• _GOAL OF THE EXERCISE_: Would you reproduce, without any alteration, the lines from the opening line of the entries through the line that has "andrew-farries: ok, so" in it?

• _RECORDS PROVIDED_:
━━━━
PR #11577, opened 2022-07-22
[usage] By default sort results descending

easyCZ:
## Description

Adds default ordering to billing records

## Related Issue(s)

Fixes #

## How to test

Unit tests

## Release Notes

```release-note
NONE
```

## Werft options:

- [ ] /werft with-preview

### DIFF
--- a/components/usage/pkg/apiv1/usage_test.go
+++ b/components/usage/pkg/apiv1/usage_test.go
@@ -85,6 +85,9 @@ func TestUsageService_ListBilledUsage(t *testing.T) {
 				instanceIDs = append(instanceIDs, instance.InstanceID.String())
 			}
 
+			matchingIDs := instanceIDs[0:5]
+			reverse(matchingIDs)
+
 			return Scenario{
 				name:      "filters results to specified time range",
 				Instances: instances,
@@ -95,7 +98,7 @@ func TestUsageService_ListBilledUsage(t *testing.T) {
 				},
 				Expect: Expectation{
 					Code:        codes.OK,
-					InstanceIds: instanceIDs[0:5],
+					InstanceIds: matchingIDs,
 				},
 			}
 		})(),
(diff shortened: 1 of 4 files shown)


components/usage/pkg/db/workspace_instance_usage.go
```diff
@@ -49,12 +49,28 @@ func CreateUsageRecords(ctx context.Context, conn *gorm.DB, records []WorkspaceI
 	return db.CreateInBatches(records, 1000).Error
 }
 
-func ListUsage(ctx context.Context, conn *gorm.DB, attributionId AttributionID, from, to time.Time) ([]WorkspaceInstanceUsage, error) {
+type Order int
```
andrew-farries, line 52: I think this type doesn't need to be exported from the module, ie change to `order`.

Also, I'd move the type definition and consts up above the `func`s. Not sure if the style guide has anything to say about this. Feel free to ignore.

easyCZ: It needs to be set by the api package when invoking it (at least it will need to when the order is specified in the request arguments)

andrew-farries: ok, so keep it exported because it will need to be for a later PR?

easyCZ: You're correct that in this PR it doesn't need to be public, as it could move entirely into the ListUsage function. But because the direction is to expose in the `api` layer, it needs to be settable. 

But I think I just now understood what you mean, the type can be private, but the Consts can be public.

andrew-farries: > But I think I just now understood what you mean, the type can be private, but the Consts can be public.

💯

easyCZ: Done.

components/usage/pkg/apiv1/usage_test.go
```diff
@@ -134,3 +137,9 @@ func TestUsageService_ListBilledUsage(t *testing.T) {
 		})
 	}
 }
+
+func reverse[S ~[]E, E any](s S) {
+	for i, j := 0, len(s)-1; i < j; i, j = i+1, j-1 {
+		s[i], s[j] = s[j], s[i]
+	}
+}
```
andrew-farries, line 145: hopefully this kind of thing makes it into the standard library soon.

andrew-farries (approved):

PR #11582, opened 2022-07-22
[usage] Fix usage query

easyCZ:
## Description

Before, the extra range filters would eventually be appended as top level OR, which would lead to returning results which didn't actually match the Attribution ID

## Related Issue(s)

Fixes #

## How to test

Unit test
Test as a regression, remove the changes to the implementation and run the test

## Release Notes

```release-note
NONE
```

## Werft options:

- [ ] /werft with-preview


geropl (approved):
:bulb: Nice find!

andrew-farries (approved):

PR #11601, opened 2022-07-25
Introduce BillingModes

geropl:
### ToDo
 1. Use getBillingModeUser/Team to show/hide controls/UI (Ideally replace getShowPaymentUI!)
    - block all Chargebee-based UI once switched! (except: old invoices: GitpodService.isChargebeeCustomer should help here)
 2. Block Chargebee API
    - block all Chargebee-based API once switched! (except: old invoices. GitpodService.isChargebeeCustomer should help here)
 3. Implement (and decide details of) [EntitlementServiceUBB](https://github.com/gitpod-io/gitpod/blob/080d381dd01961022363c25e5cf917c3cc160f24/components/server/ee/src/billing/entintlement-service-ubb.ts#L22-L44)

## Related Issue(s)

Fixes #

## Release Notes

```release-note
NONE
```

## Werft options:

- [x] /werft with-preview


components/server/ee/src/billing/entitlement-service.ts
```diff
@@ -0,0 +1,90 @@
...
+    @inject(UserDB) protected readonly userDb: UserDB;
+
+    async mayStartWorkspace(
+        user: User,
+        date: Date,
+        runningInstances: Promise<WorkspaceInstance[]>,
+    ): Promise<MayStartWorkspaceResult> {
+        const billingMode = await this.billingModes.getBillingModeForUser(user);
+        switch (billingMode.mode) {
+            case "none":
```
easyCZ, line 39: For my own (and future reviewers) sanity, The mode of `none` only gets set for `Self-hosted`, bacause it depends on the `paymentEnabled` config to be false.

components/gitpod-protocol/src/accounting-protocol.ts
```diff
@@ -199,6 +199,9 @@ export namespace Subscription {
     export function isActive(s: Subscription, date: string): boolean {
         return s.startDate <= date && (s.endDate === undefined || date < s.endDate);
     }
+    export function isCancelled(s: Subscription, date: string): boolean {
+        return s.cancellationDate !== undefined && s.cancellationDate < date;
```
jankeromnes, line 203: Nit: It would seem safer to check for anything "falsy" (for example, empty string `""` or `null`) rather than just specifically `undefined` here:

```suggestion
        return !!s.cancellationDate && s.cancellationDate < date;
```

components/server/ee/src/billing/billing-mode.ts
```diff
@@ -0,0 +1,121 @@
...
+        const now = new Date();
+
+        // Is Usage Based Billing enabled for this user or not?
+        const isUsageBasedBillingEnabled = await getExperimentsClientForBackend().getValueAsync(
+            "isUsageBasedBillingEnabled",
+            false,
+            {
+                user,
+            },
+        );
```
jankeromnes, line 39: Wait, isn't UBB flag controlled by whether you're part of the Gitpod team or not? In this case I believe you may need to also pass along the `teams` of the user.

components/server/ee/src/billing/billing-mode.ts
```diff
@@ -0,0 +1,121 @@
...
+                return { mode: "chargebee", tier: "paid_cancelled_and_ubb" };
+            }
+
+            // The user has at least one paid subscription
+            return { mode: "chargebee", tier: "paid", planId: cbSubscriptions[0].planId! };
+        }
+
+        // UBB enabled?
+        if (!isUsageBasedBillingEnabled) {
+            // No Chargebee subscription, and UBB is not enabled: CB free tier?
```
jankeromnes, line 58: Why the question mark? 🤔

components/server/ee/src/billing/billing-mode.ts
```diff
@@ -0,0 +1,121 @@
...
+
+        // Is Usage Based Billing enabled for this team?
+        const isUsageBasedBillingEnabled = await getExperimentsClientForBackend().getValueAsync(
+            "isUsageBasedBillingEnabled",
+            false,
+            {
+                teamId: team.id,
+                teamName: team.name,
+            },
+        );
```
jankeromnes, line 90: If I'm not mistaken, we don't yet have anything like this in ConfigCat -- we only enable UBB for users who happen to be part of the Gitpod team, and then everywhere in the UI (i.e. for all their teams).

But maybe it could be a good idea to selectively enable UBB for a specific team, and only in that team's UI 👍

components/server/ee/src/workspace/gitpod-server-impl.ts
```diff
@@ -1919,24 +1919,34 @@ export class GitpodServerEEImpl extends GitpodServerImpl {
...
+            // Stripe is allowed when you either are on the usage-based side already, or you can switch to)
+            (m) => m.mode === "usage-based" || (m.mode === "chargebee" && m.tier === "paid_cancelled_and_ubb"),
         );
-        if (!isUsageBasedBillingEnabled) {
-            throw new ResponseError(ErrorCodes.PERMISSION_DENIED, "not allowed");
+    }
+
+    protected async ensureBillingMode(
+        sub: { user?: User; team?: Team },
+        pred: (m: BillingMode) => boolean,
```
jankeromnes, line 1934: What does `pred` mean? 👀

components/gitpod-protocol/src/accounting-protocol.ts
jankeromnes: Also, can there be any cases where you don't have a `cancellationDate` but you do have an `endDate`? 👀

jankeromnes:
Many thanks for implementing this!

This change makes me very nervous, because we're introducing so much complexity:
- Complicated billing modes with both a "mode" and a "tier" (would ideally prefer just one parameter / moving part)
- Feature flags, which get queried in multiple different ways throughout the code (with/without `teams`, with/without `teamId` and `teamName`, different APIs in client and server, etc) -- I'm keenly looking forward to deleting all the inconsistent and risky feature-flag logic once UBB is shipped and everyone uses it (</wishful-thinking>)

However, we are in a complicated situation (with the transition from Chargebee to UBB with many moving parts), and your solution looks like it can work. So, many thanks for powering through this. 💯

I would love to test this somehow. Could you please get this into a testable state (and complete the "TODOs"), and then provide "How to test" instructions?

components/server/ee/src/billing/billing-mode.ts
geropl: > But maybe it could be a good idea to selectively enable UBB for a specific team, and only in that team's UI +1 we'd just need to code this into ConfigCat.

That was the intend. `teamId` and `team_name` are already available in ConfigCat. :+1:

components/server/ee/src/workspace/gitpod-server-impl.ts
geropl: Predicate. Sorry, was a tad late when I wrote this :stuck_out_tongue: Will improve.

geropl:
> However, we are in a complicated situation (with the transition from Chargebee to UBB with many moving parts), and your solution looks like it can work. So, many thanks for powering through this. 100

:100: 

> I would love to test this somehow. Could you please get this into a testable state (and complete the "TODOs"), and then provide "How to test" instructions?

It might also make sense to introduce this in steps. Especially the parts that affect current behaviors should be rolled out selectively so we do not break current users! Happy to brainstorm on this.

components/gitpod-protocol/src/accounting-protocol.ts
geropl: Yeah, both valid points. It _should_ be undefined, and it _should_ always have a `cancellationDate`. But that's one of the tables that saw a lot of manual "fixes", so worth being more conservative here! :100:

components/server/ee/src/billing/billing-mode.ts
geropl: I think it make sense for the two of us to discuss the decision tree/scope of the decision made here. :+1:

components/server/ee/src/billing/billing-mode.ts
geropl: Yes, that's up to discussion. See [comment](https://github.com/gitpod-io/gitpod/pull/11601#discussion_r934295916) below.

components/gitpod-protocol/src/accounting-protocol.ts
geropl: Checked the prod DB: we actually have 6 cases where this is not set :see_no_evil: Made the code fail-safe to save us our :brain:s.

geropl:
Closing this one as it's replaced by https://github.com/gitpod-io/gitpod/pull/11812 and it's successors.

Issue #11526, opened 2022-07-21
Allow users to switch between months and update usage page sidebar designs


gtsiolis:
### Problem to solve

Following up from https://github.com/gitpod-io/gitpod/pull/11481, the sidebar in the new usage page does not support switching between other periods (months).

### Proposal

| Sidebar | Sidebar (Dropdown) |
|-|-|
| <img width="500" alt="Sidebar-1" src="https://user-images.githubusercontent.com/120486/180205291-08396083-a9f0-4370-a303-64fbbcd5998a.png"> | <img width="500" alt="Sidebar" src="https://user-images.githubusercontent.com/120486/180205297-e5238e6d-eca5-4c63-81f1-f61807f2893a.png"> |

laushinka:
Hope you don't mind I reordered the wording to show the main task first 🙏🏽

gtsiolis:
Thanks, @laushinka! PERMISSION TO EDIT: ALWAYS ON 🏀

gtsiolis:
For more clarification, the goal of the designs is to provide dropdown options only for the months that the team had active billing months.

This comes with a scalability issue as the list could grow a lot after a year or two, which can be tackled later by either introducing a scrolling area or trimming the list to the last 6 months.

However, in the future, I'd expect this to become clearer by providing a separate invoice view where billed months are listed in a better and more scalable way similar to what has been initially described for the use page (see early designs in https://github.com/gitpod-io/gitpod/issues/10328#issuecomment-1165627563) and instead rely on date range filtering on the usage page for drilling down on usage for a specific invoice (billed month), see screenshot below.

<img width="520" alt="Screenshot 2022-07-26 at 11 22 31 AM" src="https://user-images.githubusercontent.com/120486/180959578-8f8584d9-6f6f-4305-8f5b-4be124303283.png">

laushinka:
Thanks, @gtsiolis! Writing down comments here after a quick brainstorm on the implementation with @easyCZ:

> the goal of the designs is to provide dropdown options only for the months that the team had active billing months.

For simplicity in this skateboard, we will show a list/dropdown/buttons/something of the previous 6 months without knowing beforehand whether the team has billed sessions or not. If there is no data, then that is tackled by the empty data page. 

> trimming the list to the last 6 months.

👍🏼

A summary of the functionality for this skateboard:
- User is shown by default the current month.
[...]

PR #11612, opened 2022-07-25
[usage] Extend server args with time-filtering

laushinka:
## Description
Extends the server with time-filtering args.
The client sends `number` and then it gets converted in the server to `google.protobuf.Timestamp`.

## Related Issue(s)

Relates #11526

## How to test
[Preview](https://laushinka-c45de4dc15.preview.gitpod-dev.com/t/gitpod/usage) still renders and calls `listBilledUsage` with the time params (the websocket connection in the network tab).

## Release Notes

```release-note
NONE
```

## Werft options:

- [x] /werft with-preview

### DIFF
--- a/components/gitpod-protocol/src/gitpod-service.ts
+++ b/components/gitpod-protocol/src/gitpod-service.ts
@@ -293,7 +293,7 @@ export interface GitpodServer extends JsonRpcServer<GitpodClient>, AdminServer, 
     getSpendingLimitForTeam(teamId: string): Promise<number | undefined>;
     setSpendingLimitForTeam(teamId: string, spendingLimit: number): Promise<void>;
 
-    listBilledUsage(attributionId: string): Promise<BillableSession[]>;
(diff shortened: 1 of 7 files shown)


easyCZ (approved):

components/gitpod-protocol/src/gitpod-service.ts
```diff
@@ -293,7 +293,7 @@ export interface GitpodServer extends JsonRpcServer<GitpodClient>, AdminServer,
     getSpendingLimitForTeam(teamId: string): Promise<number | undefined>;
     setSpendingLimitForTeam(teamId: string, spendingLimit: number): Promise<void>;
 
-    listBilledUsage(attributionId: string): Promise<BillableSession[]>;
+    listBilledUsage(attributionId: string, from?: number, to?: number): Promise<BillableSession[]>;
```
easyCZ, line 296: FYI, you can also pass in arguments for ordering, in case you wanted to implement ascending/descending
━━━━
• _ANSWER FOR THIS EXERCISE_:
PR #11577, opened 2022-07-22
[usage] By default sort results descending

easyCZ:
## Description

Adds default ordering to billing records

## Related Issue(s)

Fixes #

## How to test

Unit tests

## Release Notes

```release-note
NONE
```

## Werft options:

- [ ] /werft with-preview

### DIFF
--- a/components/usage/pkg/apiv1/usage_test.go
+++ b/components/usage/pkg/apiv1/usage_test.go
@@ -85,6 +85,9 @@ func TestUsageService_ListBilledUsage(t *testing.T) {
 				instanceIDs = append(instanceIDs, instance.InstanceID.String())
 			}
 
+			matchingIDs := instanceIDs[0:5]
+			reverse(matchingIDs)
+
 			return Scenario{
 				name:      "filters results to specified time range",
 				Instances: instances,
@@ -95,7 +98,7 @@ func TestUsageService_ListBilledUsage(t *testing.T) {
 				},
 				Expect: Expectation{
 					Code:        codes.OK,
-					InstanceIds: instanceIDs[0:5],
+					InstanceIds: matchingIDs,
 				},
 			}
 		})(),
(diff shortened: 1 of 4 files shown)


components/usage/pkg/db/workspace_instance_usage.go
```diff
@@ -49,12 +49,28 @@ func CreateUsageRecords(ctx context.Context, conn *gorm.DB, records []WorkspaceI
 	return db.CreateInBatches(records, 1000).Error
 }
 
-func ListUsage(ctx context.Context, conn *gorm.DB, attributionId AttributionID, from, to time.Time) ([]WorkspaceInstanceUsage, error) {
+type Order int
```
andrew-farries, line 52: I think this type doesn't need to be exported from the module, ie change to `order`.

Also, I'd move the type definition and consts up above the `func`s. Not sure if the style guide has anything to say about this. Feel free to ignore.

easyCZ: It needs to be set by the api package when invoking it (at least it will need to when the order is specified in the request arguments)

andrew-farries: ok, so keep it exported because it will need to be for a later PR?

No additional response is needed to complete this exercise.